Smurrayinchester/Wikimedia Commons

Many of these planets will be inhospitable, baked on one side and frozen on the other. Yet astronomers have long contemplated whether such worlds might harbor life, as have sci-fi enthusiasts. Now sophisticated computer modeling and new data are illuminating more about the atmospheres of these tidally locked, distant worlds. The research is adding weight to the notion that some may not be so hostile.

“There’s nothing really especially bad about tidal locking,” says physicist Raymond Pierrehumbert of the University of Oxford in England. “The day side is perfectly good habitat and there’s quite a lot of it.”

Slowing the spin

For a nearby example of tidal locking we need only look up: Our moon is tidally locked to the Earth, the result of a gradual slowing of the moon’s rotation over millions of years due to gravitational interactions with our planet. Just as the moon’s gravity sloshes our oceans back and forth to create tides (hence “tidal locking”), a star’s gravity pulls on the rocky body of an orbiting planet, creating a bulge.
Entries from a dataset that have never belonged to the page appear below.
Issue #288, opened 2017-05-02
Compass results are inaccurate in some circumstances


jaustin:
This is an issue to track some of the increased user-support requests we've had since Dr Who Live Lesson raised the priority of the compass.

Issue as users experience it: 
The compass doesn't give a full range of values, and appears to be 'stuck' in one direction

Our current understanding:
There are two confounding factors:
1) The micro:bit compass is very affected by the battery and other ferrous metals in the environment. Calibration should (must?) be performed in the same situation as the compass will be used. For example, people very rarely see issues when calibrating over USB and using on USB.

2) In certain circumstances the calibration algorithm chooses an incorrect (read: miles away) centre for the location of the calibration test points. This is *most* common when the battery is attached because the battery transforms the usual calibration point-cloud from 'points on the surface of a sphere' to 'points on the surface of a brioche bun shape' (Wikipedia tells me this is an oblate spheroid, but brioche bun will do). This increases the liklihood that the calibration algorithm will find an incorrect centre.

@finneyj has some good 3D plots, to add. Here are some images from @DavidWhaleMEF that show the issue:

Calibrated on USB, used on USB:
![redo_cal_usb_use_usb](https://cloud.githubusercontent.com/assets/147113/25615058/01141ac2-2f2d-11e7-83b8-f39b7249231e.png)

Calibrated on USB, used with battery:
![redo_cal_usb_use_bat](https://cloud.githubusercontent.com/assets/147113/25615069/17ec49fe-2f2d-11e7-89fd-e69309d66d13.png)

Calibrated on battery, used on battery

![redo_cal_bat_use_bat](https://cloud.githubusercontent.com/assets/147113/25615079/22f5ce92-2f2d-11e7-8569-ec113445f609.png)

The current assumption is that we can remedy this with some adjustments to the calibration algorithm to detect a pathological calibration failure.

jaustin:
@markshannon @dpgeorge headsup

finneyj:
@jaustin Thanks for raising here. Our foundation helpdesk tickets can be a bit hidden sometimes.

I spent a day or two analysing this and found a number of factors that contribute to this issue and generally impact on performance. Documenting results here...

1) The current least-mean-squares algorithm sometimes gets it really wrong.

[...]

Issue #318, opened 2017-09-28
"Pairing mode" could become a more generic 'utility mode'


jaustin:
(this issues should theoretically be filed against microbit not microbit-dal but I think this is a better location for eyes/discussion - notice that this would still likely be *implemented* in the microbit class so that people integrating the DAL would be able to optionally take the behaviour)

The current 'pairing mode' is already mis-named - it's used for BOTH pairing and also updating the hex file when the micro:bit is running a program with the BLE radio.

However there are other things people might like to do that are 'under the hood' to their program
* Measure and display the battery charge level (https://os.mbed.com/users/MarceloSalazar/notebook/measuring-battery-voltage-with-nordic-nrf51x/ )
* Send files from the filesystem over USB serial
* Erase compass calibration

More dramatically, if flash allowed we could even include the BLE services and aserial messagebus bridge so that a more complete 'remote control mode' could be achieved without having to re-install a program.

@finneyj and @jamesadevine I know this has long been in your minds, and @martinwork and @bluetooth-mdw the idea of clarifying that 'PAIRING MODE' is *not* only about pairing is important.

jaustin:
Note for battery level, the reading is quite simple - here's an example: https://os.mbed.com/teams/microbit/code/microbit-battery-test/

drmpf:
Can we change the 'standard' microbit ADC to use this band gap ref as well.  Currently the ADC output drops as the battery volts drop.

jaustin:
@drmpf changing what happens by default is an issue because it'd be a breaking change for a bunch of accessories, etc.

Consider the fairly common case of a slide-switch potentiometer wired off the edge connector - using ADC readings relative to VDD is more useful in that situation...

I think if we were to do the following
* Expose the ability to set the ADC reference voltage
* Expose the ability to set the ADC's input to the supply as well as the pins

then we'd be able to let people write more useful scripts. @dpgeorge may have a different ADC implementation in MicroPython, and I think we should do similar there. 

I've spawned #322 to track the ADC flexibility side and we can continue the 'utility mode' discussion here.

jaustin:
Also, when the micro:bit battery is low, flashing over BLE can be inconsistent or pairing won't work. We could set a battery threshold below which we abort pairing mode and instead say "battery too low"?

martinwork:
Low battery level can cause BLE flashing to fail halfway, leaving micro:bit soft bricked. It would be good to have the ability for the client app to check battery level before flashing.

PR #319, opened 2017-10-03
Fix compass calibration and improve UX for calibration 'game'

jaustin:
This PR brings in Joe's fixed compass calibration routine developed in #288 and adds the 'tilt to fill screen' compass calibration routine.

There will be a number of knock-on effects of changing this for documentation, so @microbit-mark and @whaleygeek here's a heads up - we can merge to master before doing this but I think the change shouldn't hit microbit live editors until we've made updates.

- [x] Update micro:bit knowledge base: https://support.microbit.org/support/solutions/articles/19000008874-calibrating-the-micro-bit-compass-what-does-it-mean-when-the-micro-bit-says-draw-a-circle-or-tilt
- [x] Update MakeCode page (https://makecode.microbit.org/reference/input/calibrate-compass )
- [ ] Liaise with @dpgeorge about the right approach to integrating this with MicroPython so we make the change at about the same time (still considering a separate patch to break out the calibration from the UX)
- [ ] Wider testing

### DIFF
--- a/source/drivers/MicroBitCompassCalibrator.cpp
+++ b/source/drivers/MicroBitCompassCalibrator.cpp
@@ -48,7 +48,7 @@ DEALINGS IN THE SOFTWARE.
 MicroBitCompassCalibrator::MicroBitCompassCalibrator(MicroBitCompass& _compass, MicroBitAccelerometer& _accelerometer, MicroBitDisplay& _display) : compass(_compass), accelerometer(_accelerometer), display(_display)
 {
     if (EventModel::defaultEventBus)
-        EventModel::defaultEventBus->listen(MICROBIT_ID_COMPASS, MICROBIT_COMPASS_EVT_CALIBRATE, this, &MicroBitCompassCalibrator::calibrate, MESSAGE_BUS_LISTENER_IMMEDIATE);
+        EventModel::defaultEventBus->listen(MICROBIT_ID_COMPASS, MICROBIT_COMPASS_EVT_CALIBRATE, this, &MicroBitCompassCalibrator::calibrateUX, MESSAGE_BUS_LISTENER_IMMEDIATE);
 }
 
 /**
@@ -80,6 +80,25 @@ int MicroBitCompassCalibrator::measureScore(CompassSample &c, CompassSample *dat
     return (maxD - minD);
 }
 
+/**
+ * Calculates an independent X, Y, Z scale factor and centre for a given set of data points, assumed to be on
+ * a bounding sphere
+ *
+ * @param data An array of all data points
+ * @param samples The number of samples in the 'data' array.
+ *
+ * This algorithm should be called with no fewer than 12 points, but testing has indicated >21 points provides
+ * a more robust calculation.
+ *
+ * @return A calibration structure containing the a calculated centre point, the radius of the minimum
+ * enclosing spere of points and a scaling factor for each axis that places those points as close as possible
+ * to the surface of the containing sphere.
+ */
+CompassCalibration MicroBitCompassCalibrator::calibrate(CompassSample *data, int samples)
+{
+    CompassSample centre = approximateCentre(data, samples);
+    return spherify(centre, data, samples);
+}
 /**
  * Calculates an independent scale factor for X,Y and Z axes that places the given data points on a bounding sphere
  *
@@ -233,7 +252,7 @@ CompassSample MicroBitCompassCalibrator::approximateCentre(CompassSample *data, 
  *
  * This function is, by design, synchronous and only returns once calibration is complete.
  */
-void MicroBitCompassCalibrator::calibrate(MicroBitEvent)
+void MicroBitCompassCalibrator::calibrateUX(MicroBitEvent)
 {
     struct Point
     {
@@ -335,9 +354,7 @@ void MicroBitCompassCalibrator::calibrate(MicroBitEvent)
         wait_ms(100);
     }
 
-    CompassSample centre = approximateCentre(data, samples);
-    CompassCalibration cal = spherify(centre, data, samples);
-    compass.setCalibration(cal);
+    compass.setCalibration(calibrate(data, samples));
 
     // Show a smiley to indicate that we're done, and continue on with the user program.
     display.clear();
--- a/source/drivers/MicroBitCompassCalibrator.cpp
+++ b/source/drivers/MicroBitCompassCalibrator.cpp
@@ -258,7 +258,6 @@ void MicroBitCompassCalibrator::calibrateUX(MicroBitEvent)
     {
         uint8_t x;
         uint8_t y;
-        uint8_t on;
     };
 
     const int PERIMETER_POINTS = 25;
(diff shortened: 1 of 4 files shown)


source/drivers/MicroBitCompassCalibrator.cpp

If a planet is rotating either faster or slower than the pace at which it orbits its star, that bulge will be slightly off-center. Over time, the tug of the star’s gravity on the misaligned bulge will gradually slow or boost a planet’s spin until they reach an equilibrium: The planet will rotate on its axis exactly once for every time it circles its star.

The effect is most pronounced on worlds that are very close to their orbital companions, which is why the moon is tidally locked to the Earth, but the Earth isn’t tidally locked to the Sun.

Pluto and its moon Charon also show only one face to each other — they orbit so closely and are similar enough in size that tidal forces synced both of their rotations.

While astronomers don’t have an exact count of the number of tidally locked worlds, it’s “a basic expectation” that many exoplanets are gravitationally bound to their stars in this way, says planetary scientist Daniel Koll of MIT.

Pluto and its moon Charon, depicted here from a side view, are tidally locked to each other. Typically, an orbiting body is tidally locked to a larger body, but Pluto and Charon are similar enough in size and close enough in distance that each is tidally locked to the other.

Tomruen/Wikimedia Commons

Many of these bodies will be places of extremes, at once both roasted and frozen. Consider a large rocky exoplanet called 55 Cancri e, which orbits its sunlike G-type star about once every 18 hours.

“It’s so hot you have a permanent magma ocean on the day side,” says Pierrehumbert, who describes the atmospheres of tidally locked worlds in a recent Annual Review of Fluid Dynamics. “And then you get rock vapor that evaporates into the atmosphere and then condenses out toward the nightside. So you have rain made out of silicon monoxide and things like that.”

But a tidally locked planet with an atmosphere something like Earth’s might redistribute heat fairly efficiently, says Koll. The result could be environments amenable to life — a longtime goal of planet hunters.

Air and water

Around the turn of the last century, astronomers erroneously thought that Venus might be tidally locked. “Between the two separate regions of perpetual night and day there must lie a wide zone of subdued rose-flushed twilight, where the climatic conditions may be well suited to the existence of a race of intelligent beings,” wrote E.V. Heward in 1903.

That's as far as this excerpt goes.